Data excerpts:
= Beginning of Section =

PR #132, opened 2020-01-15
Add an anchor element to stream heading

vrutkovs:
This would allow linking a particular stream - 
https://openshift-release.svc.ci.openshift.org/#4-stable


smarterclayton:
I think ben has this covered now.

= End of Section =

:: What the task requires ::
Word for word, write out each record shown above.

:: Solution for this problem ::
PR #132, opened 2020-01-15
Add an anchor element to stream heading

vrutkovs:
This would allow linking a particular stream - 
https://openshift-release.svc.ci.openshift.org/#4-stable


smarterclayton:
I think ben has this covered now.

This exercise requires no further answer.